━━━━━ INPUT RECORDS

PR #1166, opened 2016-04-08
Better errors

0xced:
Here’s a proposition to improve how some errors are handled.


cnoon:
I really like this approach @0xced! I made a few alterations to your PR and pushed 8d9f79a8 and 2b91b8fc while maintaining your attribution.

Thanks again! 🍻

ricardopereira:
Ok, `Error.errorWithCode` is deprecated so I should replace it with what?

README should be updated:
> `let error = Error.errorWithCode(.DataSerializationFailed, failureReason: failureReason)`

PR #1187, opened 2016-04-14
Add `basicAuthenticationHeader` function

0xced:
This addresses the issue that the `Request.authenticate` function can’t be used to authenticate on servers that don’t send an authentication challenge.

This new function is roughly the equivalent of AFNetworking’s -[AFHTTPRequestSerializer setAuthorizationHeaderFieldWithUsername:password:]

Related to #1159.

### DIFF
--- a/Source/Request.swift
+++ b/Source/Request.swift
@@ -72,6 +72,16 @@ public class Request {
 
     // MARK: - Authentication
 
+    public static func basicAuthenticationHeader(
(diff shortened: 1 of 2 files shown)


cnoon:
Thanks for putting this together @0xced! I made a few small changes to the API and pushed into `master` in c2a282cc while still keeping your attribution. Thanks again!

Cheers. 🍻

PR #1188, opened 2016-04-14
Set indentation settings to four spaces at the project level

0xced:


cnoon:
Thanks for putting this together @0xced!

PR #1226, opened 2016-05-05
Adjust the order

broccolii:
Analyzing statement must before assignment


cnoon:
Thanks for this @broccolii. I modified the commit message and pushed into `master` in d3211ea9 while maintaining your attribution.

Thanks again! 🍻

PR #1229, opened 2016-05-08
README: remove content-type header field in GET request

haoxins:
It's confused to contain content-type header field in GET request


cnoon:
Hi @haoxins,

Thanks for submitting this pull request...much appreciated! I completely agree with you, that was not a good header to use as an example. Rather than remove the second header altogether as you have in this PR, I decided to change it to `Accept: application/json` instead in 20bc682d. Thanks again!

Cheers. 🍻

PR #1230, opened 2016-05-08
Define some notifications name as Enum

totomo:
**IMO** I think this PR provides following advantages.

* Ensure unique notification name
* If receive multiple notifications in one method we can write more efficiently by using switch statement like below.
```swift
func observeNotification(notification: NSNotification) {
    guard let taskName = Notifications.Task(notification.name) else {
        return
    }
    switch taskName {
        case .DidResume:
            //Do anything ...
        case .DidSuspend:
            //Do anything ...
        ...
    }
}
```

Please review when you have enough time 🙇

### DIFF
--- a/Source/Manager.swift
+++ b/Source/Manager.swift
@@ -488,7 +488,7 @@ public class Manager {
                 delegate.URLSession(session, task: task, didCompleteWithError: error)
             }
 
-            NSNotificationCenter.defaultCenter().postNotificationName(Notifications.Task.DidComplete, object: task)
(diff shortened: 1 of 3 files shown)


cnoon:
Hi @totomo,

Thank you for submitting this PR...much appreciated! Unfortunately, we cannot accept this PR at this time b/c it's not backwards compatible. I have however added a task to our Trello backlog for Alamofire 4.0 to reinvestigate whether we would like to go this route.

Thanks again! 🍻

Issue #749, opened 2020-08-17
Idea tiles and submit idea button


phillimorland:
Carry over issue from DIID but should be for whole platform 
04 – Regarding the idea tiles + Submit Idea Button, I did the whole screen cause it was easier to explain:
https://app.zeplin.io/project/5f05dd0342a6025af2786627/screen/5f3408482228711c4b444cff/
Screenshot?

phillimorland:
@mcastro-lqd ok looking into this, the list of ideas are not tiles, they are just list items. do we want list items and project/subject tiles to all look the same?

phillimorland:
@mcastro-lqd Here is what these lists cureently look like in the different modules:
https://aplus-dev.liqd.net/teststadt/projects/idea-challenge-with-map/?mode=list

mcastro-lqd:
> @mcastro-lqd Here is what these lists currently look like at moment in couple different modules, adding the shadow from design looks a bit weird with the background colour, should I remove the background colour from our list elements? I just want to check before doing it as it effects all modules with lists.
> https://aplus-dev.liqd.net/teststadt/projects/idea-challenge-with-map/?mode=list
> https://aplus-dev.liqd.net/teststadt/projects/lorem-ipsum/

Yes, I'm actually already making new designs using white background instead cause since we had to make aplus legal and separate the organisation content from our content using the grey background, I wouldn't use it inside the organisation content.

fuzzylogic2000:
@phillimorland @mcastro-lqd What's the status? Is it done? Should it be part of a story/redesign? Or what exactly is still missing?

mcastro-lqd:
@fuzzylogic2000 I think its kind of done, from what I got we are changing little by little each time we work on improving a  module

fuzzylogic2000:
Nice! As we already remember to improve in small steps, I will close this issue!

PR #995, opened 2020-12-07
assets: fix btn allignment and design issues

### LINKED ISSUE #1013: #3506 interactive event
**URL:** Interactive event Modules like https://aplus-dev.liqd.net/teststadt/interactiveevents/interactive-event-3/
**important screensize:** *Both*
**device & browser:** Safari *Version 14.0 (15610.1.28.1.9, 15610)*
**Comment/Question:**

Sorry, I think I tested too early cause I didn't see some of these new things and I can't find my old issue anymore to add these things, so I just created this new one instead.
 
[m-201208-interactive-event-questions.pdf](https://github.com/liqd/adhocracy-plus/files/5659526/m-201208-interactive-event-questions.pdf)
[d-201208-interactive-event-questions.pdf](https://github.com/liqd/adhocracy-plus/files/5659523/d-201208-interactive-event-questions.pdf)

phillimorland:
partial fix for #749
fixes #1013

### DIFF
--- a/adhocracy-plus/assets/js/app.js
+++ b/adhocracy-plus/assets/js/app.js
@@ -1,5 +1,6 @@
 import 'bootstrap' // load bootstrap components
 import 'django'
+import 'select2' // used to skin select element used in livequestions
 import 'slick-carousel' // for project timeline
 
 import './unload_warning.js'
@@ -53,6 +54,10 @@ function init () {
     slidesToShow: 1,
     slidesToScroll: 1
   })
+
+  if ($.fn.select2) {
+    $('.js-select2').select2()
+  }
 }
 
 document.addEventListener('DOMContentLoaded', init, false)
--- a/apps/projects/templates/a4_candy_projects/project_detail.html
+++ b/apps/projects/templates/a4_candy_projects/project_detail.html
@@ -247,7 +247,7 @@
                 </div>
                 {% endif %}
                 <!-- these blocks are only filled when in phase view -->
-                <div class="col-md-8 col-lg-6 offset-md-2 offset-lg-3">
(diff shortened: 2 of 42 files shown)


adhocracy-plus/assets/js/app.js
```diff
@@ -53,6 +54,10 @@ function init () {
     slidesToShow: 1,
     slidesToScroll: 1
   })
+
+  if ($.fn.select2) {
+    $('.js-select2').select2()
+  }
 }
```
phillimorland, line 61: I'm leaving this in until we know which we'll use but I'm not calling it on the select in this pull request

rmader: :+1:

apps/projects/templates/a4_candy_projects/project_detail.html
```diff
@@ -21,6 +21,17 @@
 {% endif %}
 {% endblock %}
 
+<!-- ensure cookie overlay for embedded videos -->
+{% block extra_css %}
+  {{ block.super }}
+    <link rel="stylesheet" href="{% static 'dsgvo_video_embed.css' %}" />
```
rmader, line 27: Can you remove it from `livequestion_module_detail.html` again then? Otherwise we load it twice.

rmader (approved):
One nit, otherwise from a quick test here looks good!

apps/projects/templates/a4_candy_projects/project_detail.html
phillimorland: oh good point, done.

rmader: Thanks!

━━━━━━━━━━

» YOUR TASK:
The listing above must be written out again in its entirety, exactly as given.

» TASK SOLUTION:
PR #1166, opened 2016-04-08
Better errors

0xced:
Here’s a proposition to improve how some errors are handled.


cnoon:
I really like this approach @0xced! I made a few alterations to your PR and pushed 8d9f79a8 and 2b91b8fc while maintaining your attribution.

Thanks again! 🍻

ricardopereira:
Ok, `Error.errorWithCode` is deprecated so I should replace it with what?

README should be updated:
> `let error = Error.errorWithCode(.DataSerializationFailed, failureReason: failureReason)`

PR #1187, opened 2016-04-14
Add `basicAuthenticationHeader` function

0xced:
This addresses the issue that the `Request.authenticate` function can’t be used to authenticate on servers that don’t send an authentication challenge.

This new function is roughly the equivalent of AFNetworking’s -[AFHTTPRequestSerializer setAuthorizationHeaderFieldWithUsername:password:]

Related to #1159.

### DIFF
--- a/Source/Request.swift
+++ b/Source/Request.swift
@@ -72,6 +72,16 @@ public class Request {
 
     // MARK: - Authentication
 
+    public static func basicAuthenticationHeader(
(diff shortened: 1 of 2 files shown)


cnoon:
Thanks for putting this together @0xced! I made a few small changes to the API and pushed into `master` in c2a282cc while still keeping your attribution. Thanks again!

Cheers. 🍻

PR #1188, opened 2016-04-14
Set indentation settings to four spaces at the project level

0xced:


cnoon:
Thanks for putting this together @0xced!

PR #1226, opened 2016-05-05
Adjust the order

broccolii:
Analyzing statement must before assignment


cnoon:
Thanks for this @broccolii. I modified the commit message and pushed into `master` in d3211ea9 while maintaining your attribution.

Thanks again! 🍻

PR #1229, opened 2016-05-08
README: remove content-type header field in GET request

haoxins:
It's confused to contain content-type header field in GET request


cnoon:
Hi @haoxins,

Thanks for submitting this pull request...much appreciated! I completely agree with you, that was not a good header to use as an example. Rather than remove the second header altogether as you have in this PR, I decided to change it to `Accept: application/json` instead in 20bc682d. Thanks again!

Cheers. 🍻

PR #1230, opened 2016-05-08
Define some notifications name as Enum

totomo:
**IMO** I think this PR provides following advantages.

* Ensure unique notification name
* If receive multiple notifications in one method we can write more efficiently by using switch statement like below.
```swift
func observeNotification(notification: NSNotification) {
    guard let taskName = Notifications.Task(notification.name) else {
        return
    }
    switch taskName {
        case .DidResume:
            //Do anything ...
        case .DidSuspend:
            //Do anything ...
        ...
    }
}
```

Please review when you have enough time 🙇

### DIFF
--- a/Source/Manager.swift
+++ b/Source/Manager.swift
@@ -488,7 +488,7 @@ public class Manager {
                 delegate.URLSession(session, task: task, didCompleteWithError: error)
             }
 
-            NSNotificationCenter.defaultCenter().postNotificationName(Notifications.Task.DidComplete, object: task)
(diff shortened: 1 of 3 files shown)


cnoon:
Hi @totomo,

Thank you for submitting this PR...much appreciated! Unfortunately, we cannot accept this PR at this time b/c it's not backwards compatible. I have however added a task to our Trello backlog for Alamofire 4.0 to reinvestigate whether we would like to go this route.

Thanks again! 🍻

Issue #749, opened 2020-08-17
Idea tiles and submit idea button


phillimorland:
Carry over issue from DIID but should be for whole platform 
04 – Regarding the idea tiles + Submit Idea Button, I did the whole screen cause it was easier to explain:
https://app.zeplin.io/project/5f05dd0342a6025af2786627/screen/5f3408482228711c4b444cff/
Screenshot?

phillimorland:
@mcastro-lqd ok looking into this, the list of ideas are not tiles, they are just list items. do we want list items and project/subject tiles to all look the same?

phillimorland:
@mcastro-lqd Here is what these lists cureently look like in the different modules:
https://aplus-dev.liqd.net/teststadt/projects/idea-challenge-with-map/?mode=list

mcastro-lqd:
> @mcastro-lqd Here is what these lists currently look like at moment in couple different modules, adding the shadow from design looks a bit weird with the background colour, should I remove the background colour from our list elements? I just want to check before doing it as it effects all modules with lists.
> https://aplus-dev.liqd.net/teststadt/projects/idea-challenge-with-map/?mode=list
> https://aplus-dev.liqd.net/teststadt/projects/lorem-ipsum/

Yes, I'm actually already making new designs using white background instead cause since we had to make aplus legal and separate the organisation content from our content using the grey background, I wouldn't use it inside the organisation content.

fuzzylogic2000:
@phillimorland @mcastro-lqd What's the status? Is it done? Should it be part of a story/redesign? Or what exactly is still missing?

mcastro-lqd:
@fuzzylogic2000 I think its kind of done, from what I got we are changing little by little each time we work on improving a  module

fuzzylogic2000:
Nice! As we already remember to improve in small steps, I will close this issue!

PR #995, opened 2020-12-07
assets: fix btn allignment and design issues

### LINKED ISSUE #1013: #3506 interactive event
**URL:** Interactive event Modules like https://aplus-dev.liqd.net/teststadt/interactiveevents/interactive-event-3/
**important screensize:** *Both*
**device & browser:** Safari *Version 14.0 (15610.1.28.1.9, 15610)*
**Comment/Question:**

Sorry, I think I tested too early cause I didn't see some of these new things and I can't find my old issue anymore to add these things, so I just created this new one instead.
 
[m-201208-interactive-event-questions.pdf](https://github.com/liqd/adhocracy-plus/files/5659526/m-201208-interactive-event-questions.pdf)
[d-201208-interactive-event-questions.pdf](https://github.com/liqd/adhocracy-plus/files/5659523/d-201208-interactive-event-questions.pdf)

phillimorland:
partial fix for #749
fixes #1013

### DIFF
--- a/adhocracy-plus/assets/js/app.js
+++ b/adhocracy-plus/assets/js/app.js
@@ -1,5 +1,6 @@
 import 'bootstrap' // load bootstrap components
 import 'django'
+import 'select2' // used to skin select element used in livequestions
 import 'slick-carousel' // for project timeline
 
 import './unload_warning.js'
@@ -53,6 +54,10 @@ function init () {
     slidesToShow: 1,
     slidesToScroll: 1
   })
+
+  if ($.fn.select2) {
+    $('.js-select2').select2()
+  }
 }
 
 document.addEventListener('DOMContentLoaded', init, false)
--- a/apps/projects/templates/a4_candy_projects/project_detail.html
+++ b/apps/projects/templates/a4_candy_projects/project_detail.html
@@ -247,7 +247,7 @@
                 </div>
                 {% endif %}
                 <!-- these blocks are only filled when in phase view -->
-                <div class="col-md-8 col-lg-6 offset-md-2 offset-lg-3">
(diff shortened: 2 of 42 files shown)


adhocracy-plus/assets/js/app.js
```diff
@@ -53,6 +54,10 @@ function init () {
     slidesToShow: 1,
     slidesToScroll: 1
   })
+
+  if ($.fn.select2) {
+    $('.js-select2').select2()
+  }
 }
```
phillimorland, line 61: I'm leaving this in until we know which we'll use but I'm not calling it on the select in this pull request

rmader: :+1:

apps/projects/templates/a4_candy_projects/project_detail.html
```diff
@@ -21,6 +21,17 @@
 {% endif %}
 {% endblock %}
 
+<!-- ensure cookie overlay for embedded videos -->
+{% block extra_css %}
+  {{ block.super }}
+    <link rel="stylesheet" href="{% static 'dsgvo_video_embed.css' %}" />
```
rmader, line 27: Can you remove it from `livequestion_module_detail.html` again then? Otherwise we load it twice.

rmader (approved):
One nit, otherwise from a quick test here looks good!

apps/projects/templates/a4_candy_projects/project_detail.html
phillimorland: oh good point, done.

rmader: Thanks!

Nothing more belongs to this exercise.